● **Assigned task**
Give back the full set of entries that follows, exactly as written.

Stored items
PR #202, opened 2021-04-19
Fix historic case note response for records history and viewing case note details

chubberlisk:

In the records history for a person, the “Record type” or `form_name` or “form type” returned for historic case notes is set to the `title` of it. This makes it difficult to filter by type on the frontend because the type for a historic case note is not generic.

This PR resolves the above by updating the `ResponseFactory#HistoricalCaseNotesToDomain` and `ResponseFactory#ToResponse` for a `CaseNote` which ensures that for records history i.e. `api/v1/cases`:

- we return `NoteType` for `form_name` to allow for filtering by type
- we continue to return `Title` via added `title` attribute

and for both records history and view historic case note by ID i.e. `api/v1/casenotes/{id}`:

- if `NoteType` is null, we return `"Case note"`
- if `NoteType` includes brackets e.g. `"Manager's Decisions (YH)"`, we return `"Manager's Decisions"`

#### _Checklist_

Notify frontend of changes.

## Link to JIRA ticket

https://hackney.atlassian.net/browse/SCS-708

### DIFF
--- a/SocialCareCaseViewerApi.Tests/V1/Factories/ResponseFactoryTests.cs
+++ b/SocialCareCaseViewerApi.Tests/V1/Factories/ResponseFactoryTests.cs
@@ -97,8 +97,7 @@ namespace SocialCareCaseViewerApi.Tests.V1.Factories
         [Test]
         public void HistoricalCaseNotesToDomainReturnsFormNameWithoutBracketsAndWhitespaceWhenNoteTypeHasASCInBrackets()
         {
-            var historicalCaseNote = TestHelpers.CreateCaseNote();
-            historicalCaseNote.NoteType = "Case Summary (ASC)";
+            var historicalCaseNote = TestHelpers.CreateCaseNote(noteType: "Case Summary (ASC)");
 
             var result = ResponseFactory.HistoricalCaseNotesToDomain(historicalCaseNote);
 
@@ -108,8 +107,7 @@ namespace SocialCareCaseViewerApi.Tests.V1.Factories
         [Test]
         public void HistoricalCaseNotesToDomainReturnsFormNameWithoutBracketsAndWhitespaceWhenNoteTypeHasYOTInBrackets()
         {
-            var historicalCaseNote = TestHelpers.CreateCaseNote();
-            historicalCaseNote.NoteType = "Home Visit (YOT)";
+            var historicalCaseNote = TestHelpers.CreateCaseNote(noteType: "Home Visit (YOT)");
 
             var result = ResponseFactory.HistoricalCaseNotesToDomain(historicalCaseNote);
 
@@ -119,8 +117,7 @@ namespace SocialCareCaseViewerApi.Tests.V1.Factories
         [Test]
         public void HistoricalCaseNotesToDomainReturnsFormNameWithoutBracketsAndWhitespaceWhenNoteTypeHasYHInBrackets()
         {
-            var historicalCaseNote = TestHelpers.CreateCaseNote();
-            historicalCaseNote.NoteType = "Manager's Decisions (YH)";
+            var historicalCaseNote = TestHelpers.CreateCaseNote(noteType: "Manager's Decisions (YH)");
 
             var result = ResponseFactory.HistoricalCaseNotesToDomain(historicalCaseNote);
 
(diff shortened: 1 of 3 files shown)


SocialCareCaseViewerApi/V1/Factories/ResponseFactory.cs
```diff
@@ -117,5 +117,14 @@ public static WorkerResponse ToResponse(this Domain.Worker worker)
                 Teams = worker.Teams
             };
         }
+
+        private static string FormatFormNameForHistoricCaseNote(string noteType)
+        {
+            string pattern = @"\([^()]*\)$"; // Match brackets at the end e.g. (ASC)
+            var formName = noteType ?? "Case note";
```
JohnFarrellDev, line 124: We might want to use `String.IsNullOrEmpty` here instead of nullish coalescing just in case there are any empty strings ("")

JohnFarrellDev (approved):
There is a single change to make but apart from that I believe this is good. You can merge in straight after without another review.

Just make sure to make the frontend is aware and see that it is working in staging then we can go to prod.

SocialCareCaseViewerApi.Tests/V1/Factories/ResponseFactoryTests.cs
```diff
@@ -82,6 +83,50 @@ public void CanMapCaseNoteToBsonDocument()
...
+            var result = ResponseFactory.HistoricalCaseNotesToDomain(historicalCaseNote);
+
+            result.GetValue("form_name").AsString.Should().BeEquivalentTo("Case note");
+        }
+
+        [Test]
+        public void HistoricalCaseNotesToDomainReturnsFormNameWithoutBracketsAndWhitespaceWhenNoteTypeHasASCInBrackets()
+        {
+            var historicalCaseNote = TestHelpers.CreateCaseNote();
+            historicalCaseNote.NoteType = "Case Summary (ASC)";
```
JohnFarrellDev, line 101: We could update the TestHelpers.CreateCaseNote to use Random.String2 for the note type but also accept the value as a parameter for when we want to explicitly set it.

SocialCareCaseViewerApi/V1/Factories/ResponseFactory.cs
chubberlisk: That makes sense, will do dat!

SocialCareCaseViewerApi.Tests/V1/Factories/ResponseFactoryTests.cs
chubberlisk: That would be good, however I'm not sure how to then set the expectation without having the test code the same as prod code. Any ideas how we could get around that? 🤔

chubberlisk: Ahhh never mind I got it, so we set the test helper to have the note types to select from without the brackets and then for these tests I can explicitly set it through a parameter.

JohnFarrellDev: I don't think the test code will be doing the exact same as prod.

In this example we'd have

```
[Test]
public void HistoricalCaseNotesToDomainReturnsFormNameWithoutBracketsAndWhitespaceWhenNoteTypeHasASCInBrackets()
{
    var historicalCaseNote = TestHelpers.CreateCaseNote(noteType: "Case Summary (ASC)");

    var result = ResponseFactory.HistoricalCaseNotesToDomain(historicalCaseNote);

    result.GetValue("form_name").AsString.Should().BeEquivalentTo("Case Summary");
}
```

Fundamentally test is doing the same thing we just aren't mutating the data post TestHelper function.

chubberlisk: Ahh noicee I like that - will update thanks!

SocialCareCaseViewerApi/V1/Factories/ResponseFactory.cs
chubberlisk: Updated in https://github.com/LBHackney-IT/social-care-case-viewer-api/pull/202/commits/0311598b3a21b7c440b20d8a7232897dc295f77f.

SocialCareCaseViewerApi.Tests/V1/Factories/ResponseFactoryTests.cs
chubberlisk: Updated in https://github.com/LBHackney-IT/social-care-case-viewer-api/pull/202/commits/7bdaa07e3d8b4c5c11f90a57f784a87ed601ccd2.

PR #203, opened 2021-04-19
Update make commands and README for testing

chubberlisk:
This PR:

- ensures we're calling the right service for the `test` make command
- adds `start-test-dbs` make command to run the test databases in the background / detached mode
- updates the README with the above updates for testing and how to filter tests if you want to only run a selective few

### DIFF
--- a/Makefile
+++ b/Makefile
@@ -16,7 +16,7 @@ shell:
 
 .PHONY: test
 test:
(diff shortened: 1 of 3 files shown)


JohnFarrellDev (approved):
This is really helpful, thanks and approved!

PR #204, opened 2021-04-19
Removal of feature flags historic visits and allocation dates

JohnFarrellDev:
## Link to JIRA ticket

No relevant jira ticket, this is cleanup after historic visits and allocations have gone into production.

● **Reply to the exercise**
PR #202, opened 2021-04-19
Fix historic case note response for records history and viewing case note details

chubberlisk:

In the records history for a person, the “Record type” or `form_name` or “form type” returned for historic case notes is set to the `title` of it. This makes it difficult to filter by type on the frontend because the type for a historic case note is not generic.

This PR resolves the above by updating the `ResponseFactory#HistoricalCaseNotesToDomain` and `ResponseFactory#ToResponse` for a `CaseNote` which ensures that for records history i.e. `api/v1/cases`:

- we return `NoteType` for `form_name` to allow for filtering by type
- we continue to return `Title` via added `title` attribute

and for both records history and view historic case note by ID i.e. `api/v1/casenotes/{id}`:

- if `NoteType` is null, we return `"Case note"`
- if `NoteType` includes brackets e.g. `"Manager's Decisions (YH)"`, we return `"Manager's Decisions"`

#### _Checklist_

Notify frontend of changes.

## Link to JIRA ticket

https://hackney.atlassian.net/browse/SCS-708

### DIFF
--- a/SocialCareCaseViewerApi.Tests/V1/Factories/ResponseFactoryTests.cs
+++ b/SocialCareCaseViewerApi.Tests/V1/Factories/ResponseFactoryTests.cs
@@ -97,8 +97,7 @@ namespace SocialCareCaseViewerApi.Tests.V1.Factories
         [Test]
         public void HistoricalCaseNotesToDomainReturnsFormNameWithoutBracketsAndWhitespaceWhenNoteTypeHasASCInBrackets()
         {
-            var historicalCaseNote = TestHelpers.CreateCaseNote();
-            historicalCaseNote.NoteType = "Case Summary (ASC)";
+            var historicalCaseNote = TestHelpers.CreateCaseNote(noteType: "Case Summary (ASC)");
 
             var result = ResponseFactory.HistoricalCaseNotesToDomain(historicalCaseNote);
 
@@ -108,8 +107,7 @@ namespace SocialCareCaseViewerApi.Tests.V1.Factories
         [Test]
         public void HistoricalCaseNotesToDomainReturnsFormNameWithoutBracketsAndWhitespaceWhenNoteTypeHasYOTInBrackets()
         {
-            var historicalCaseNote = TestHelpers.CreateCaseNote();
-            historicalCaseNote.NoteType = "Home Visit (YOT)";
+            var historicalCaseNote = TestHelpers.CreateCaseNote(noteType: "Home Visit (YOT)");
 
             var result = ResponseFactory.HistoricalCaseNotesToDomain(historicalCaseNote);
 
@@ -119,8 +117,7 @@ namespace SocialCareCaseViewerApi.Tests.V1.Factories
         [Test]
         public void HistoricalCaseNotesToDomainReturnsFormNameWithoutBracketsAndWhitespaceWhenNoteTypeHasYHInBrackets()
         {
-            var historicalCaseNote = TestHelpers.CreateCaseNote();
-            historicalCaseNote.NoteType = "Manager's Decisions (YH)";
+            var historicalCaseNote = TestHelpers.CreateCaseNote(noteType: "Manager's Decisions (YH)");
 
             var result = ResponseFactory.HistoricalCaseNotesToDomain(historicalCaseNote);
 
(diff shortened: 1 of 3 files shown)


SocialCareCaseViewerApi/V1/Factories/ResponseFactory.cs
```diff
@@ -117,5 +117,14 @@ public static WorkerResponse ToResponse(this Domain.Worker worker)
                 Teams = worker.Teams
             };
         }
+
+        private static string FormatFormNameForHistoricCaseNote(string noteType)
+        {
+            string pattern = @"\([^()]*\)$"; // Match brackets at the end e.g. (ASC)
+            var formName = noteType ?? "Case note";
```
JohnFarrellDev, line 124: We might want to use `String.IsNullOrEmpty` here instead of nullish coalescing just in case there are any empty strings ("")

JohnFarrellDev (approved):
There is a single change to make but apart from that I believe this is good. You can merge in straight after without another review.

Just make sure to make the frontend is aware and see that it is working in staging then we can go to prod.

SocialCareCaseViewerApi.Tests/V1/Factories/ResponseFactoryTests.cs
```diff
@@ -82,6 +83,50 @@ public void CanMapCaseNoteToBsonDocument()
...
+            var result = ResponseFactory.HistoricalCaseNotesToDomain(historicalCaseNote);
+
+            result.GetValue("form_name").AsString.Should().BeEquivalentTo("Case note");
+        }
+
+        [Test]
+        public void HistoricalCaseNotesToDomainReturnsFormNameWithoutBracketsAndWhitespaceWhenNoteTypeHasASCInBrackets()
+        {
+            var historicalCaseNote = TestHelpers.CreateCaseNote();
+            historicalCaseNote.NoteType = "Case Summary (ASC)";
```
JohnFarrellDev, line 101: We could update the TestHelpers.CreateCaseNote to use Random.String2 for the note type but also accept the value as a parameter for when we want to explicitly set it.

SocialCareCaseViewerApi/V1/Factories/ResponseFactory.cs
chubberlisk: That makes sense, will do dat!

SocialCareCaseViewerApi.Tests/V1/Factories/ResponseFactoryTests.cs
chubberlisk: That would be good, however I'm not sure how to then set the expectation without having the test code the same as prod code. Any ideas how we could get around that? 🤔

chubberlisk: Ahhh never mind I got it, so we set the test helper to have the note types to select from without the brackets and then for these tests I can explicitly set it through a parameter.

JohnFarrellDev: I don't think the test code will be doing the exact same as prod.

In this example we'd have

```
[Test]
public void HistoricalCaseNotesToDomainReturnsFormNameWithoutBracketsAndWhitespaceWhenNoteTypeHasASCInBrackets()
{
    var historicalCaseNote = TestHelpers.CreateCaseNote(noteType: "Case Summary (ASC)");

    var result = ResponseFactory.HistoricalCaseNotesToDomain(historicalCaseNote);

    result.GetValue("form_name").AsString.Should().BeEquivalentTo("Case Summary");
}
```

Fundamentally test is doing the same thing we just aren't mutating the data post TestHelper function.

chubberlisk: Ahh noicee I like that - will update thanks!

SocialCareCaseViewerApi/V1/Factories/ResponseFactory.cs
chubberlisk: Updated in https://github.com/LBHackney-IT/social-care-case-viewer-api/pull/202/commits/0311598b3a21b7c440b20d8a7232897dc295f77f.

SocialCareCaseViewerApi.Tests/V1/Factories/ResponseFactoryTests.cs
chubberlisk: Updated in https://github.com/LBHackney-IT/social-care-case-viewer-api/pull/202/commits/7bdaa07e3d8b4c5c11f90a57f784a87ed601ccd2.

PR #203, opened 2021-04-19
Update make commands and README for testing

chubberlisk:
This PR:

- ensures we're calling the right service for the `test` make command
- adds `start-test-dbs` make command to run the test databases in the background / detached mode
- updates the README with the above updates for testing and how to filter tests if you want to only run a selective few

### DIFF
--- a/Makefile
+++ b/Makefile
@@ -16,7 +16,7 @@ shell:
 
 .PHONY: test
 test:
(diff shortened: 1 of 3 files shown)


JohnFarrellDev (approved):
This is really helpful, thanks and approved!

PR #204, opened 2021-04-19
Removal of feature flags historic visits and allocation dates

JohnFarrellDev:
## Link to JIRA ticket

No relevant jira ticket, this is cleanup after historic visits and allocations have gone into production.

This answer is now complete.